Before the scripture is read, a copy of the gospels is carried to the congregation and back to the altar (symbolizing the entrance of the Logos, Christ, into the world), and the priest prays:
O Lord and Master, our God, who in heaven has established the orders and armies of angels and archangels to minister to your majesty, grant that the holy angels may make the entrance with us and with us serve and glorify your goodness. For to you belongs all glory, honor, and worship, Father, Son, and Holy Spirit, now and always and for ever and ever. Amen.
As the liturgy moves to Holy Communion, the priest prays:
It is fitting and right to sing of you, to praise you, to thank you, to adore you in all places of your dominion. For you are the ineffable God, inconceivable, invisible, incomprehensible, existing forever and yet ever the same, you and your only-begotten Son and your Holy Spirit. You brought us into being out of nothingness, and when we had fallen, you raised us up again. You have not ceased doing everything to lead us to heaven and to bestow upon us your future kingdom. For all this do we thank you and your only-begotten Son and your Holy Spirit—for all the benefits of which we know and those of which we are ignorant, for those that are manifest to us and those that lie concealed.
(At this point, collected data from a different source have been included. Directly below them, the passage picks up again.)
Issue #296, opened 2024-09-30
Bug: perfectionist/sort-objects customGroups strange behavior


deathemperor:
### Describe the bug

custom groups are not sorted as configured

config:
```js
        "perfectionist/sort-objects": [
          "error",
          {
            ignoreCase: false,
            groups: ["dates"],
            customGroups: {
              dates: ["startDate", "endDate", "start_date", "end_date"],
            },
          },
        ],
```

![image](https://github.com/user-attachments/assets/60bb4a87-5d7f-4de3-b878-5fc129003968)

### Code example

https://github.com/deathemperor/perfectionist-custom-groups

### ESLint version

8.57.0

### ESLint Plugin Perfectionist version

3.6.0

### Validations

- [X] Read the [docs](https://perfectionist.dev).
- [X] Check that there isn't [already an issue](https://github.com/azat-io/eslint-plugin-perfectionist/issues) that reports the same bug to avoid creating a duplicate.

hugop95:
Hi @deathemperor,

The expected result with your configuration is  
```ts
const test = {
  end_date: "2021-01-02",
  endDate: "2021-01-02",
  start_date: "2021-01-01",
  startDate: "2021-01-01",
};
```

which seems to be working as intended.

What result are you expecting?

deathemperor:
thanks for the explanation, it works. I find it confusing setting up group & customGroups.

What does `top` array mean in this example from the docs?

```ts
{
   groups: [
    'top',
     'unknown',
   ],
  customGroups: {       
    top: ['id', 'name'] 
  }                     
 }
```

hugop95:
@deathemperor I understand that customGroups and groups can be easily misconfused: they represent very different thing.

### groups
`groups` represent the sorting order of the elements: elements matching the `top` group will be put above elements matching the `unknown` group.

### customGroups
`customGroups` are actually **custom groups definitions**. With the exception of `sort-classes` which has a more advanced API, keys of the `customGroups` field are the **names** of groups that you should put in `groups`, and the values are:
- if a string, what the element's name need to match to be part of the group.
- if an array, the element's name need to match at least one of the elements of the array to be part of the group. Matching is by default using https://github.com/isaacs/minimatch.

With the example above, this means that for the object
```js
const a = {
    a: 'a',
    id: 'myId',
    _name: 'name',
    b: 'b'
}
```

- `a` matches the `unknown` group (the default group given when an element doesn't match any group referenced in `groups`).
[...]

Issue #295, opened 2024-09-27
Bug: sort-imports rule does not sort external-type and sibling-type correctly in the same group


jasonneylon:
### Describe the bug

Hi,

When I configure the `sort-imports` rule with a group for type imports where external types come before sibling types the rule is not followed. Instead, eslint reports valid code as violating the rule.

Thanks 🙏 

### Code example

eslint config:

```javascript
    'perfectionist/sort-imports': [
      "error",
      {
        "groups": [
          [
            "builtin-type",
            "external-type",
            "index-type",
            "internal-type",
            "parent-type",
            "sibling-type",
            "type"
          ]
        ]
      }
    ]
```

When I lint the following code with this rule configuration:

```typescript
import type { ReactNode } from 'react';
import type { Test } from './othertypes';
```

I get a lint error as follows:
```
/Users/jneylon/babbel/lessonnine/perfectionisteslint-config-test/src/types.ts
  2:1  error  Expected "./othertypes" to come before "react"  perfectionist/sort-imports

✖ 1 problem (1 error, 0 warnings)
  1 error and 0 warnings potentially fixable with the `--fix` option.
```

Given the rule configuration above I would expect this code to be valid.

There is a minimal reproduction in this repo: https://github.com/jasonneylon/perfectionist-eslint-config-test/tree/main

### ESLint version

8.57.1

### ESLint Plugin Perfectionist version

3.7.0

### Validations

- [X] Read the [docs](https://perfectionist.dev).
- [X] Check that there isn't [already an issue](https://github.com/azat-io/eslint-plugin-perfectionist/issues) that reports the same bug to avoid creating a duplicate.

hugop95:
Hello @jasonneylon !

It seems that there might be a typo in your configuration: you nest your groups in another array
```json
    'perfectionist/sort-imports': [
      "error",
      {
        "groups": [
          [
             ...
          ]
        ]
      }
    ]
```

instead of

```json
    'perfectionist/sort-imports': [
      "error",
      {
        "groups": [
             ...
        ]
      }
    ]
```

What your initial configuration does is put all of your groups into the same group, which means that your two imports are now sorted alphabetically.

jasonneylon:
Hi @hugop95 

What I'm trying to do is sort imports first into a non-types imports and then into type imports, so there is more configuration in our actual use case than included above.

[...]

PR #297, opened 2024-10-01
docs: Improves documentation regarding `groups` and `customGroups` options

hugop95:
### Description

Groups and custom groups behavior are very powerful but complex to understand features. The documentation on those is a bit lacking, as shown by the recent issues #295 and #296.

This PR aims to improve the documentation for all rules regarding the `groups` and `customGroups` options.

Ideally should be included:
- [x] All rules handling `groups` handle the predefined `unknown` group.
- [x] The `unknown` group matches all elements that do not match any group referenced in `groups`.
- [x] If the `unknown` group is not referenced in `groups`, it is automatically added at the end of `groups`.
- [x] `groups` items are `string` or `string[]`. Explain how nested group blocks (`string[]` items) work. Emphasize that the order of items in nested group blocks is irrelevant.
- [x] Keys of `customGroups` are groups names that can then be referenced in `groups`.
- [x] Values of `customGroups` are either `string` or `string[]`. Explain how both work. Emphasize that the order of items in`string[]` values is irrelevant. Add that the `matcher` option allows choosing how to match elements.
- [x] `customGroups` matching **always** takes precedence over predefined groups matching.

This list is non-exhaustive, feel free to add things if needed.

### Example per rule

For the following rules, add a detailed example of a relatively complex, sorted class/object... using `groups` and `customGroups`, preferably with all allowed value types possible. Show what group each element matches in a comment.

- [x] `sort-astro-attributes`
- [x] `sort-interfaces`
- [x] `sort-object-types`
- [x] `sort-objects`
- [x] `sort-union-types`
- [x] `sort-vue-attributes`

### Additional documentation fixes

- Removes some duplicated content related to `groups` for some rules.
- Adds missing documentation related to `partitionByNewLine` for some rules.
- Fixes some typos related to `matcher` option.
- Adds missing default values for options such as `matcher`.

- [x] Documentation update


azat-io (approved):

azat-io:
Looks awesome, thank you!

We thank you also for this sacrifice, which you are pleased to receive from our hands, even though there stand before you thousands of archangels and myriads of angels, Cherubim and Seraphim, six-winged and many-eyed, borne aloft on their wings who sing, proclaim, cry out, and chant the triumphal hymn:
Holy, holy, holy, Lord of Hosts! Heaven and earth are filled with your glory. Hosanna in the highest! Blessed is he who comes in the name of the Lord. Hosanna in the highest!